## [YOUR INSTRUCTIONS]
Nothing but a number should be given: the count of lines in the data that include the string "internally".

## [DATA RECORDS]
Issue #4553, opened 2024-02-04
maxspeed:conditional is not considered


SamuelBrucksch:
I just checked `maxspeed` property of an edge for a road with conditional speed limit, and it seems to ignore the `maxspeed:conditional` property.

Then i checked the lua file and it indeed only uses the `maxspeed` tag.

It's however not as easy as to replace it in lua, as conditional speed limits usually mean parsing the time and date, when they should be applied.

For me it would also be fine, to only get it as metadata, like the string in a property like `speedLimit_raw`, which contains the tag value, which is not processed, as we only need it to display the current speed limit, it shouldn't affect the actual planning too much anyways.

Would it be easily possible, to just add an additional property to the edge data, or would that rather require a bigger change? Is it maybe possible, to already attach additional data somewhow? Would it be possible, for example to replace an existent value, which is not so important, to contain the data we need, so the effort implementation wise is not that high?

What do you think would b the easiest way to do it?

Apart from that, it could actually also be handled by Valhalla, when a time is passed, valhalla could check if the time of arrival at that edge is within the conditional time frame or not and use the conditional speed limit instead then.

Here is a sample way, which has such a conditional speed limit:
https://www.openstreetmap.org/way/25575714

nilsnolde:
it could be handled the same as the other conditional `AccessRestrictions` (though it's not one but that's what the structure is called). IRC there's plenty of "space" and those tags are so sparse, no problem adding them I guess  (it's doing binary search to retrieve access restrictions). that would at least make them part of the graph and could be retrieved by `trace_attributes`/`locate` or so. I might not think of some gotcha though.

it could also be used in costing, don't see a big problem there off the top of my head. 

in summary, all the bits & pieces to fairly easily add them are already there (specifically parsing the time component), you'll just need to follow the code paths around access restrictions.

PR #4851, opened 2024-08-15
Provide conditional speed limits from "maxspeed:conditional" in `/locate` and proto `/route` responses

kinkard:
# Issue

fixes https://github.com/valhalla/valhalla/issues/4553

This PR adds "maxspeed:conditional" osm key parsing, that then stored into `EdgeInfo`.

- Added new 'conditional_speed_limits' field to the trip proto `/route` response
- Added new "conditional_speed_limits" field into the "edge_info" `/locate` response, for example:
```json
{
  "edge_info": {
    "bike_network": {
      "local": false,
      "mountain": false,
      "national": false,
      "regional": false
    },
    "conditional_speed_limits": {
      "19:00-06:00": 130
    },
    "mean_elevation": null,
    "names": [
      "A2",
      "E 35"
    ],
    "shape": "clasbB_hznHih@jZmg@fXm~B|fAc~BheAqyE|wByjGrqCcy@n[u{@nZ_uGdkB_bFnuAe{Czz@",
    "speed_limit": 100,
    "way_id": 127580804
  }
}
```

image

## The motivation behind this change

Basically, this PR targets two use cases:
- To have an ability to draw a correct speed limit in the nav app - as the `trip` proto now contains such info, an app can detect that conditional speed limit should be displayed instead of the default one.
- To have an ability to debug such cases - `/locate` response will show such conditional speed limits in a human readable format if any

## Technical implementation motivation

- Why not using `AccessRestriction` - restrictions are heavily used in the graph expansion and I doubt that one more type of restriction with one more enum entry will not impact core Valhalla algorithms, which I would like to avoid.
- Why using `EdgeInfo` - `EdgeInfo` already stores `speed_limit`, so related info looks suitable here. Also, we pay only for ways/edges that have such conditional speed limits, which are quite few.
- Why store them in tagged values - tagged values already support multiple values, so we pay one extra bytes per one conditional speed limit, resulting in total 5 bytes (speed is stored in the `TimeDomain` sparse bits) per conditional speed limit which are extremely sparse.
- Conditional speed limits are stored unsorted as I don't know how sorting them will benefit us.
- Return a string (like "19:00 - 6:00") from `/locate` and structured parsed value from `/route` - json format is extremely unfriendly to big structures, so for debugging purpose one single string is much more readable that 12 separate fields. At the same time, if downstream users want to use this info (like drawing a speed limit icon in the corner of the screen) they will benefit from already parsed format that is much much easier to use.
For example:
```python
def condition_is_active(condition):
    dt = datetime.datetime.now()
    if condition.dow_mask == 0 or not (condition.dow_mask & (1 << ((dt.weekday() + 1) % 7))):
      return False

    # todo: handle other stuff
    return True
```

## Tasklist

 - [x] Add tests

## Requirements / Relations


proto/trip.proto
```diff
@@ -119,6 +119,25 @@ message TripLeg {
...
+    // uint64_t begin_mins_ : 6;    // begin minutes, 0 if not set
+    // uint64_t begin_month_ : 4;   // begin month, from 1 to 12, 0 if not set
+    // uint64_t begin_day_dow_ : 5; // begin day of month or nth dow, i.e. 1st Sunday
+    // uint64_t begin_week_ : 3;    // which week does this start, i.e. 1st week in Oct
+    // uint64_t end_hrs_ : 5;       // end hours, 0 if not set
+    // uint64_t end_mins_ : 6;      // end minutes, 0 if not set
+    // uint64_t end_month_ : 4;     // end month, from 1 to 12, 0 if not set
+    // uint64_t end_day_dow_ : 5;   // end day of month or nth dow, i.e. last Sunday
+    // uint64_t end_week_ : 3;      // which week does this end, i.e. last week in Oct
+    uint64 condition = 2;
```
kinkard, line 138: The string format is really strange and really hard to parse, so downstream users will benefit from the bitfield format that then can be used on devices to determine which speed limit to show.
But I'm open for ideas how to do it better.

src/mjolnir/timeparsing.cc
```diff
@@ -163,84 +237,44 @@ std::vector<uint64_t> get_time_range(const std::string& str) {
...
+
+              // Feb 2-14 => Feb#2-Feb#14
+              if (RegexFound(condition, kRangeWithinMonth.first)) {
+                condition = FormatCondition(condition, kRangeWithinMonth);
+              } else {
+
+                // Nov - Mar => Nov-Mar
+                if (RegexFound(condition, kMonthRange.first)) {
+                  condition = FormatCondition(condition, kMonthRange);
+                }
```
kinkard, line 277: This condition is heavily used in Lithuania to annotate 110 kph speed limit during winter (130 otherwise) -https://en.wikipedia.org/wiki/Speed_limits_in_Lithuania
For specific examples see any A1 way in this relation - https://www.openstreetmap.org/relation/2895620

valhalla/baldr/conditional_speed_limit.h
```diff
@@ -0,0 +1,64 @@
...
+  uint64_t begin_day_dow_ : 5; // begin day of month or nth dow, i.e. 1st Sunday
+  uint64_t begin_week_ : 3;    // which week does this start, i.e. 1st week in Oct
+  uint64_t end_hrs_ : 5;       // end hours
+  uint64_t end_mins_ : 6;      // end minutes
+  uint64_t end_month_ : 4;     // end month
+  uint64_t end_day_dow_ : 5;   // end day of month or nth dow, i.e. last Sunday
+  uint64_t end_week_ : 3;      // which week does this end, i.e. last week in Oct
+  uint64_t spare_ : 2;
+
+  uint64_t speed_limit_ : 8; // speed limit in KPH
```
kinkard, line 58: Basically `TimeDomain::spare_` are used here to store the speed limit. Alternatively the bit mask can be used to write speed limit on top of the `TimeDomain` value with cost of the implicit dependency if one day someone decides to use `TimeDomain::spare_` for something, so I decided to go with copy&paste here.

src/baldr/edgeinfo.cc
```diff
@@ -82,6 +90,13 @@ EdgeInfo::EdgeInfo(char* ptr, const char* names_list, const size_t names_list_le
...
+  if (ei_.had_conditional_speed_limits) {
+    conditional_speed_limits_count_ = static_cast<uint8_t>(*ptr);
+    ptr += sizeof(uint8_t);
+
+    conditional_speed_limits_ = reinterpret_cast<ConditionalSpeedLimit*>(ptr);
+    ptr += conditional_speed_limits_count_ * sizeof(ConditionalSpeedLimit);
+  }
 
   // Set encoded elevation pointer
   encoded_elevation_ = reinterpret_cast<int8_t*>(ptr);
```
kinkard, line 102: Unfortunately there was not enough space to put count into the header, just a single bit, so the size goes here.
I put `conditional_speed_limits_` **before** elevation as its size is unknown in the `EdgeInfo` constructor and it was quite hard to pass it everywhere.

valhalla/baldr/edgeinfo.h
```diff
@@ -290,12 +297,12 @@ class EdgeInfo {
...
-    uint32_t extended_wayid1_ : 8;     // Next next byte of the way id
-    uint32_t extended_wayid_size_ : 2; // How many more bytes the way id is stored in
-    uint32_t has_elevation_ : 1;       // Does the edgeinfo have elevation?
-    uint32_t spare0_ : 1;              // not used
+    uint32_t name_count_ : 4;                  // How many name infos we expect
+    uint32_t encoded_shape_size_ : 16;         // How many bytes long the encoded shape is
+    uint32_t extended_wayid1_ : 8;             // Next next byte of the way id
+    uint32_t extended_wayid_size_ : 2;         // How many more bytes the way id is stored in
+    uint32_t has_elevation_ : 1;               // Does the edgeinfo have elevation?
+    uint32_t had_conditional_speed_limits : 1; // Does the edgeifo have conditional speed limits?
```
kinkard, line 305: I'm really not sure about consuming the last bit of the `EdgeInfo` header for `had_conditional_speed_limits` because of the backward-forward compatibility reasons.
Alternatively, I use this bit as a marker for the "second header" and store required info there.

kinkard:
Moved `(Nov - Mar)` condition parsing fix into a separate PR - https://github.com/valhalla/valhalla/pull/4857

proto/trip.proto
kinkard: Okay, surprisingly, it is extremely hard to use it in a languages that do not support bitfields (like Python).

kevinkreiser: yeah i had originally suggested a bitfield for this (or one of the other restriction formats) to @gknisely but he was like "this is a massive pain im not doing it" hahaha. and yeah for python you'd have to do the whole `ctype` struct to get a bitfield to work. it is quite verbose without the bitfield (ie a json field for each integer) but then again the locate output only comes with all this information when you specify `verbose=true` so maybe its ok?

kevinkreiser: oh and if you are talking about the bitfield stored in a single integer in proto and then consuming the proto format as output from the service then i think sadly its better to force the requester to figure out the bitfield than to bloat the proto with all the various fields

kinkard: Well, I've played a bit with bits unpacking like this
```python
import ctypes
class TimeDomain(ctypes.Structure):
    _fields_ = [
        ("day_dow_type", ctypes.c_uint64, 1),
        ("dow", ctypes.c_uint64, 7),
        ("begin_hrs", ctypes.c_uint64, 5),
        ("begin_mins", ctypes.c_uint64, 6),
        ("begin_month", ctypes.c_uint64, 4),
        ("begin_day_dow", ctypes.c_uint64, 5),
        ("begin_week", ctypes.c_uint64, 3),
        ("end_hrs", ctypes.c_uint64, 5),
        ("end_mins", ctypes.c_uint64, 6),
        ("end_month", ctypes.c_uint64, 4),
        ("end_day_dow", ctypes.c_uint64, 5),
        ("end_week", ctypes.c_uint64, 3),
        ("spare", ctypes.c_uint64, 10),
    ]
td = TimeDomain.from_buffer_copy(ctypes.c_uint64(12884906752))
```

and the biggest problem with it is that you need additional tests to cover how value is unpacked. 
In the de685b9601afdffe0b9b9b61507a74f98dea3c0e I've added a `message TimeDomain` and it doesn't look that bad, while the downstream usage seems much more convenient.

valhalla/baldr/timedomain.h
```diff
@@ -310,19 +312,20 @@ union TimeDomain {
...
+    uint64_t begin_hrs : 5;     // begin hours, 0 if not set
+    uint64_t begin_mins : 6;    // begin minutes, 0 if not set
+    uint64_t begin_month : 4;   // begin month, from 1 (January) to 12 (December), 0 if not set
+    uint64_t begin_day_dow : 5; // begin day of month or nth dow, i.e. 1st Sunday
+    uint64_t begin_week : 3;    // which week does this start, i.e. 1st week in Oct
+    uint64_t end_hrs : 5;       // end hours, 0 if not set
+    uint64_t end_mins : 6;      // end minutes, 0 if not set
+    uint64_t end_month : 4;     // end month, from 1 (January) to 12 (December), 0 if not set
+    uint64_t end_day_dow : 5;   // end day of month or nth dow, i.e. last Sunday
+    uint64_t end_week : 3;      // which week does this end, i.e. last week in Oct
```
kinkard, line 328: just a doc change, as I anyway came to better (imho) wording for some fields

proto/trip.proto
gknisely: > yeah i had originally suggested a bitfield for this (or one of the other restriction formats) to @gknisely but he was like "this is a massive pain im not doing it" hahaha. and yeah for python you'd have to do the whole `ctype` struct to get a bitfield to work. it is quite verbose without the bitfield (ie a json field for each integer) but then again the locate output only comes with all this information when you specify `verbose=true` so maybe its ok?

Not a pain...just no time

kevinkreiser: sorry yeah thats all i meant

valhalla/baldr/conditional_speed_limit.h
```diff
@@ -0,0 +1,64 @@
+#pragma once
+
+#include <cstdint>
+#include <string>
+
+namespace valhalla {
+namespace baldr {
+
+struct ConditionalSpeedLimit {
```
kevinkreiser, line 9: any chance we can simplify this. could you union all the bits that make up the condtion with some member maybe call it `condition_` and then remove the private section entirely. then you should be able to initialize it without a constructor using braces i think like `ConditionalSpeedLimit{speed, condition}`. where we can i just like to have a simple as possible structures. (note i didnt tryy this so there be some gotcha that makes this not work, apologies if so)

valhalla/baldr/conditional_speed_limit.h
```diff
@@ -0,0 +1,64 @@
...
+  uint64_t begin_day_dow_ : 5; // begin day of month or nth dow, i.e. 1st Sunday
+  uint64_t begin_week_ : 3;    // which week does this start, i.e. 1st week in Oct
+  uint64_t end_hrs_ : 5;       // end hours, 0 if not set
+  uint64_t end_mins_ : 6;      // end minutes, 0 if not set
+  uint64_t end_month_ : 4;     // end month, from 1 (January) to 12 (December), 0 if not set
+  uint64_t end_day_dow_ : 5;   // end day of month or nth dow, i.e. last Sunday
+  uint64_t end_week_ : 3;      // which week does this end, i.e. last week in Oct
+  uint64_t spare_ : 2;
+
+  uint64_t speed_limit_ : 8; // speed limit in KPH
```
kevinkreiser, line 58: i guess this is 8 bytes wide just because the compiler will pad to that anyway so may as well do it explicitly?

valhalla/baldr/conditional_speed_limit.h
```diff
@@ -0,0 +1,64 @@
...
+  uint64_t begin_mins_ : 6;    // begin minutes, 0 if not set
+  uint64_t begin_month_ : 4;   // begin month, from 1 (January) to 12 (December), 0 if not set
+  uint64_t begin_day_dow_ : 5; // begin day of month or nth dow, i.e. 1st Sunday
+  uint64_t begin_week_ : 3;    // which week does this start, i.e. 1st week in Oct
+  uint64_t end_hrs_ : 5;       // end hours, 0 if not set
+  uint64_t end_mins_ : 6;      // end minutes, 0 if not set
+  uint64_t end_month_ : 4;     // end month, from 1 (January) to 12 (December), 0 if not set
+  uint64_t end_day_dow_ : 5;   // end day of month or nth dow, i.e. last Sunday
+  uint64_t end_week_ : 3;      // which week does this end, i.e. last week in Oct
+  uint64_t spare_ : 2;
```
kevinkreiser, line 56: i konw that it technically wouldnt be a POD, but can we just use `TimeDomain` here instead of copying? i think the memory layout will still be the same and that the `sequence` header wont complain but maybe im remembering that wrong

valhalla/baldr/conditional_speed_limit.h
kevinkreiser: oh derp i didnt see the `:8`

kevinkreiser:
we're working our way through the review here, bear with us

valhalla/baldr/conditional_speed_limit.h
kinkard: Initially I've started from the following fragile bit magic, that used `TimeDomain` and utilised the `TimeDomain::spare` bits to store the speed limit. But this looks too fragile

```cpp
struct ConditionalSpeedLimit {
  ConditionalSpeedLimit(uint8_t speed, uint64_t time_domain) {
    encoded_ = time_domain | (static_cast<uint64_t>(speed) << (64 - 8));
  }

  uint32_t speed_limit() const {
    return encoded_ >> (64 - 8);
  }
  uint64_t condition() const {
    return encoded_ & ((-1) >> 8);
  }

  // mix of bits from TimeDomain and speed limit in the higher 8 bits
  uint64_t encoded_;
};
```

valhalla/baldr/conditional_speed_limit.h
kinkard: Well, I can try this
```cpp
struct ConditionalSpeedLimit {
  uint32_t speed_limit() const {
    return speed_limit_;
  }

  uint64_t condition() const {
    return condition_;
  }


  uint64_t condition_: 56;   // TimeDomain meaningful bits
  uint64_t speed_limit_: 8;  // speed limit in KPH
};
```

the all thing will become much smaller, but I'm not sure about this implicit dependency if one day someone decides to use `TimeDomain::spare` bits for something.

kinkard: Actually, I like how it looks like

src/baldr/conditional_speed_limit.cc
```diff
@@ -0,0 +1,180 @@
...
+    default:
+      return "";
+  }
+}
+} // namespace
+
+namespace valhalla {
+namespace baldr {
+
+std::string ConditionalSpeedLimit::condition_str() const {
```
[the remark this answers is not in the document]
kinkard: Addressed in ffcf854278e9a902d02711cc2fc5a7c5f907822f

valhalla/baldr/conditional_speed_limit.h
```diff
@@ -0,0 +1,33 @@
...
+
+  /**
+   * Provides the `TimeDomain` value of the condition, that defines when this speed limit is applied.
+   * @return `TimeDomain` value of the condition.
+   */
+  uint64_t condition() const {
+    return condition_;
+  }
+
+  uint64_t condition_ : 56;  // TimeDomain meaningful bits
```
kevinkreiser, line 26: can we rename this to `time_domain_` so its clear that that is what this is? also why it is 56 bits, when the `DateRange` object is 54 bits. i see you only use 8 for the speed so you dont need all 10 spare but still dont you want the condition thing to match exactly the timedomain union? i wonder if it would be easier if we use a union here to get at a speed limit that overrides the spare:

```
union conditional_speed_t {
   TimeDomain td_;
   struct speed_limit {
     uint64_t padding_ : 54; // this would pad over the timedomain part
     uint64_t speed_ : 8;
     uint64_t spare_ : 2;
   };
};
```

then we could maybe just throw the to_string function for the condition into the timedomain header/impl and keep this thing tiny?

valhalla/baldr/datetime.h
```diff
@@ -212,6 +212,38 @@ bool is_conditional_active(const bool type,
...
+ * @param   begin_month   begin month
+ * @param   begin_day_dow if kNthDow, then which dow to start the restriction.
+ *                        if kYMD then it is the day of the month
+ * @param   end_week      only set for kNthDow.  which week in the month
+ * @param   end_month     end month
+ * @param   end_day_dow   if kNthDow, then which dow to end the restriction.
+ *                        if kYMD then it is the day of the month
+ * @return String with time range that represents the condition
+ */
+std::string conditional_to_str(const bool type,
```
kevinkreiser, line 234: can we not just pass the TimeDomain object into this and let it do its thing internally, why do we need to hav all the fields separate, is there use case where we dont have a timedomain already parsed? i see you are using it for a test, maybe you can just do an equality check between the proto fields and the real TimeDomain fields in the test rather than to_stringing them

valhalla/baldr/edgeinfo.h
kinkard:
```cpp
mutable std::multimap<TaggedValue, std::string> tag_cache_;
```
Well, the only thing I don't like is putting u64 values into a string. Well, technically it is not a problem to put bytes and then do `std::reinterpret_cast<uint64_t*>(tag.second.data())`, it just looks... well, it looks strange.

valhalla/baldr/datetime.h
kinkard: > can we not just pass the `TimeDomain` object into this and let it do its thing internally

## [PROBLEM SOLUTION]
2